Editorial illustration for Andrej Karpathy Releases nanochat: Open-Source ChatGPT Clone
Open Source

Andrej Karpathy Releases nanochat: Open-Source ChatGPT Clone

6 min read

When I saw Andrej Karpathy drop nanochat, I was surprised by how quickly it turned a vague idea into a working codebase. It builds on his earlier nanoGPT, which only covered pre-training, and now adds the missing reinforcement-learning-from-human-feedback step that most chatbots need. The repo actually walks you through supervised fine-tuning, reward modeling and PPO training - basically the whole recipe for a decent conversational model.

The thing that sticks out is how stripped-down it is. Karpathy seems to have boiled the RLHF pipeline down to a few tidy scripts that even a laptop can handle. He uses Pythia-160M as the starting point, showing that you don’t need a massive model to get chat-like behavior if you align it properly. That probably lowers the entry barrier for anyone who wanted to tinker with RLHF but thought it was reserved for big labs.

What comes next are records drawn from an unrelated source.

PR #663, opened 2021-02-19
Add URL, correction, and diagnostic messages to AnalysisIssue messages

johnpryan:
This enables https://github.com/dart-lang/dart-pad/issues/1676

PR #664, opened 2021-02-23
Strip file paths from analyzer messages

johnpryan:
This adds path stripping on the server side so that filesystem information isn't sent over the wire. I added some tests that cover the primary cases I'm aware of, but we might need additional test cases in the future.

This depends on https://github.com/dart-lang/dart-services/pull/663, and needs to be deployed with https://github.com/dart-lang/dart-pad/pull/1770

### DIFF
--- a/lib/src/utils.dart
+++ b/lib/src/utils.dart
@@ -1,0 +1,6 @@
+import 'package:path/path.dart' as path;
+
+String stripFilePaths(String s) {
+  return s.replaceAllMapped(
+      RegExp(r'/\S*'), (match) => path.basename(match.group(0)));
+}
--- a/lib/src/utils.dart
+++ b/lib/src/utils.dart
@@ -1,13 +1,18 @@
 import 'package:path/path.dart' as path;
 
 String stripFilePaths(String s) {
-  return s.replaceAllMapped(RegExp(r'/\S*'), (match) {
+  return s.replaceAllMapped(RegExp(r'(?:package:?)?[a-z]*\/\S*'), (match) {
     final urlString = match.group(0);
     final isDartPath = path.split(urlString).contains('lib');
+    final isPackagePath = urlString.contains('package:');
     final basename = path.basename(urlString);
 
     if (isDartPath) {
       return path.join('dart:core', basename);
+    }
+
+    if (isPackagePath) {
+      return urlString;
     }
     return basename;
   });
--- a/lib/src/utils.dart
+++ b/lib/src/utils.dart
@@ -1,6 +1,14 @@
 import 'package:path/path.dart' as path;
 
 String stripFilePaths(String s) {
-  return s.replaceAllMapped(
-      RegExp(r'/\S*'), (match) => path.basename(match.group(0)));
+  return s.replaceAllMapped(RegExp(r'/\S*'), (match) {
+    final urlString = match.group(0);
+    final isDartPath = path.split(urlString).contains('lib');
+    final basename = path.basename(urlString);
+
+    if (isDartPath) {
+      return path.join('dart:core', basename);
+    }
+    return basename;
+  });
 }
--- a/lib/src/utils.dart
+++ b/lib/src/utils.dart
@@ -3,9 +3,15 @@ import 'package:path/path.dart' as path;
 String stripFilePaths(String s) {
   return s.replaceAllMapped(RegExp(r'(?:package:?)?[a-z]*\/\S*'), (match) {
     final urlString = match.group(0);
-    final isDartPath = path.split(urlString).contains('lib');
+    final pathComponents = path.split(urlString);
+    final isDartPath = pathComponents.contains('lib');
+    final isFlutterPath = isDartPath && pathComponents.contains('flutter');
     final isPackagePath = urlString.contains('package:');
     final basename = path.basename(urlString);
+
+    if (isFlutterPath) {
+      return path.join('package:flutter', basename);
+    }
 
     if (isDartPath) {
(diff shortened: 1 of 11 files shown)


johnpryan:
cc: @devoncarew

domesticmouse (approved):

lib/src/utils.dart
```diff
@@ -0,0 +1,25 @@
+import 'package:path/path.dart' as path;
+
+String stripFilePaths(String s) {
+  return s.replaceAllMapped(RegExp(r'(?:package:?)?[a-z]*\/\S*'), (match) {
```
devoncarew, line 4: Perhaps extract out to a const or final top-level variable?

I often add some line docs around more complicated regexs as examples of things they are intended to match (it's just often hard to read regexs after their authored).

test/utils_test.dart
```diff
@@ -0,0 +1,16 @@
+library utils.tests;
+
+import 'package:dart_services/src/utils.dart';
+import 'package:expected_output/expected_output.dart';
+import 'package:test/test.dart';
+
+void main() {
+  group('utils.stripFilePaths', () {
+    for (final dataCase in dataCasesUnder(library: #utils.tests)) {
```
devoncarew, line 9: Interesting, I wasn't familiar with this test library.

lib/src/utils.dart
devoncarew: I'm not sure the code below does what we want. I think we're only concerned about file paths? Not dart: or package: ones? Will the code below convert `lib/foo.dart` to `dart:core/foo.dart`?

We might want to pass dart: and package: based paths back as is, and convert all others from `foo/bar/baz.dart` to `baz.dart`?

lib/src/utils.dart
```diff
@@ -0,0 +1,25 @@
...
+    final urlString = match.group(0);
+    final pathComponents = path.split(urlString);
+    final isDartPath = pathComponents.contains('lib');
```
devoncarew, line 7: Perhaps expand this check to `/lib/core/`? The path we're getting back from the analysis server is unfortunate - that we have to patch it up after the fact to get a `dart:` path.

test/utils_test.unit
```diff
@@ -0,0 +1,20 @@
+>>> Strips temporary directory paths
+List is defined in /var/folders/4p/y54w9nqj0_n6ryqwn7lxqz6800m6cw/T/DartAnalysisWrapperintLAw/main.dart
+<<<
+List is defined in main.dart
+>>> Strips Dart SDK paths
+List is defined in /Users/ryjohn/.dvm/darts/2.10.5/lib/core/list.dart
```
devoncarew, line 6: I think it's a bug that the analysis server returns this path - it should likely instead return `dart:core/list.dart`.

bwilkerson: It was an intentional design choice. The analysis server protocol always uses absolute and normalized file paths in both directions. Clients should not need to convert from URIs to file paths, or vice versa, because the logic behind it is too complex. There is no requirement that clients should display the file path as the link text, nor was there any expectation that they'd want to do so; the message or some standard text would do just as well. However, if we have a client that wants to display some URI-like text as the link text, then we should add a field for this to the protocol.

devoncarew: I think that makes sense for things that are returned as part of API - for file paths returned to a higher level client in a structured result. Note that these are script references embedded in strings that are user facing; the user will understand `dart:core/list.dart` much better than something like `/Users/ryjohn/.dvm/darts/2.10.5/lib/core/list.dart`. That leaks a lot of info about where the sdk is, the internal paths in the sdk, ...

bwilkerson: > ... these are script references embedded in strings that are user facing ...

Oh, I missed that. Then yes, I agree, this should be happening on the server. I have to question why we're including a file reference in any of the messages, but if it's useful to the user then we should definitely translate it.

devoncarew: >  I have to question why we're including a file reference in any of the messages

Yeah, perhaps there's some other way to convey the info? Instead of `from dart:core/list.dart` perhaps, `from dart:core`?

bwilkerson: I need more context before I can form a concrete opinion / recommendation. What message / diagnostic are these file paths being included in?

test/utils_test.dart
johnpryan: I wasn't really either, I think this is used in the SDK.

bwilkerson: No, it isn't used in the sdk (there's no reference in `.dart_tool/package_config.json`). I'm not sure whether it's supported; it isn't configured to look like a dart-team supported package (https://pub.dev/packages/expected_output).

lib/src/utils.dart
johnpryan: As you point out, the full paths are being returned from the analyzer server. I created https://github.com/dart-lang/dart-services/pull/665 to address some of these issues. It now leaves `dart:core/foo.dart` alone. That way, we won't need to update anything if that's the format the analyzer chooses to use in the future.

lib/src/utils.dart
johnpryan: With https://github.com/dart-lang/dart-services/pull/665, `lib/core/foo.dart` will now be translated to `dart:core/foo.dart` and `lib/foo.dart` will be translated to `foo.dart`.

test/utils_test.unit
johnpryan: https://github.com/dart-lang/dart-services/pull/665 should be compatible with either format going forward.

It also feels like a natural continuation of his open-source habit. NanoGPT became a go-to reference; nanochat looks set to do the same for alignment experiments, tutorials and spin-offs. By sharing the full stack, Karpathy lets more people peek under the hood and maybe push the field forward - something that benefits the whole community.

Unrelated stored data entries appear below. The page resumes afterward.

PR #669, opened 2021-03-09
Copy Flutter analysis_options_user.yaml into flutter project dir.

gspencergoog:
# Description
Currently, the Flutter dartpad samples appear to be using the dart-services analysis_options.yaml file for their analysis options.  They should be using the analysis options in Flutter's `packages/flutter/analysis_options_user.yaml` file instead.  This PR adjusts grind.dart to do that.

# Related Issues

- https://github.com/flutter/flutter/issues/77425

/cc @domesticmouse

### DIFF
--- a/tool/grind.dart
+++ b/tool/grind.dart
@@ -125,6 +125,14 @@ void buildProjectTemplates() async {
   final flutterProjectDir = await flutterProjectPath.create(recursive: true);
   joinFile(flutterProjectDir, ['pubspec.yaml'])
       .writeAsStringSync(createPubspec(includeFlutterWeb: true));
+  final optionsFile = await joinFile(Directory(flutterSdkPath),
+      ['packages', 'flutter', 'analysis_options_user.yaml']);
+  if (await optionsFile.exists()) {
+    optionsFile
+        .copy(path.join(flutterProjectDir.path, 'analysis_options.yaml'));
+  } else {
+    log("Flutter user analysis options file ${optionsFile.path} doesn't exist, using default.");
+  }
   await _runFlutterPubGet(flutterProjectDir);
 }
 
--- a/tool/grind.dart
+++ b/tool/grind.dart
@@ -119,21 +119,21 @@ void buildProjectTemplates() async {
   joinFile(dartProjectDir, ['pubspec.yaml'])
       .writeAsStringSync(createPubspec(includeFlutterWeb: false));
   await _runDartPubGet(dartProjectDir);
+  joinFile(dartProjectDir, ['analysis_options.yaml'])
+      .writeAsStringSync(createDartAnalysisOptions());
 
   final flutterProjectPath =
       Directory(path.join(templatesPath.path, 'flutter_project'));
   final flutterProjectDir = await flutterProjectPath.create(recursive: true);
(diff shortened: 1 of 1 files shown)


tool/grind.dart
```diff
@@ -125,6 +125,14 @@ void buildProjectTemplates() async {
   final flutterProjectDir = await flutterProjectPath.create(recursive: true);
   joinFile(flutterProjectDir, ['pubspec.yaml'])
       .writeAsStringSync(createPubspec(includeFlutterWeb: true));
+  final optionsFile = await joinFile(Directory(flutterSdkPath),
```
devoncarew, line 128: I think here, we want to write a mostly empty analysis options file, probably w/ a comment, but that just references the flutter analysis options file (that will be resolvable because of the pubspec import below).

```yaml
include: package:flutter/analysis_options_user.yaml
```

devoncarew: And for the dart template project above, we'd just want an empty analysis options file so that the file for the dart-service project doesn't get picked up.

devoncarew (commented):
two drive by comments

tool/grind.dart
gspencergoog: Are there not some "basic" things we would want to include, even in the dart template project?  Like `unnecessary_new`, `unnecessary_const`, etc.?

devoncarew: It's more that they're tough to nail down. pedantic generally is a bit two proscriptive for casual dartpad samples for example.

Some small set seems reasonable, I'm just not sure where to draw the line for which to include.

The Dart team is working on developing a canonical recommended set of lints but that won't be ready for a little bit. A preview is here https://github.com/devoncarew/simple_lint_rules/blob/main/lib/analysis_options.yaml#L14, but I'm not sure we want to switch to that before all the rules are nailed down.

gspencergoog: Well, seeing as DartPad has been running with the rules from this repo until now, perhaps we should just use those as a starting point, and convert to the recommended set once it is available.

gspencergoog: Or we could just start with that list, and update it once it has been nailed down. That looks like a pretty decent starting point to me...

devoncarew: > Well, seeing as DartPad has been running with the rules from this repo until now, perhaps we should just use those as a starting point, and convert to the recommended set once it is available.

That seems reasonable to me (also happy w/ the potential canonical rule set; they're intended to be not surprising to users).

devoncarew (approved):
This looks good to me, but I'll ask somebody else from the dartpad team to take a quick look as well.

domesticmouse (approved):
LGTM. I'll roll it to production later today.

RedBrogdon:
A) Thanks for the quick review, @domesticmouse. 
B) Thanks for the PR, @gspencergoog. This is a great catch.
C) If I'm reading [this comment](https://github.com/dart-lang/dart-services/pull/669/files#diff-e8e8f48635252ccbc761873fcffe7b675f438e44a3533c65839a24a1aade7e9bR131) right, there's no functional change to the linters in place for our Dart or Flutter samples even after this is deployed, right? It looks like you're already thinking ahead to avoid breaking anything, but I wanted to check.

OpenAI co-founder and Eureka Labs founder, Andrej Karpathy, has released nanochat, an open-source project that provides a full-stack training and inference pipeline for a simple ChatGPT-style model. The repository follows his earlier project, nanoGPT, which focused only on pretraining. Link to the GitHub repository.

In a post on X, Karpathy said, “You boot up a cloud GPU box, run a single script and in as little as 4 hours later you can talk to your own LLM in a ChatGPT-like web UI.” The repo consists of about 8,000 lines of code and covers the entire pipeline. It includes tokeniser training in Rust and pretraining a Transformer LLM on FineWeb. The pipeline also handles mid-training on user-assistant conversations and multiple-choice questions, supervised fine-tuning (SFT), and optional reinforcement learning (RL) with GRPO.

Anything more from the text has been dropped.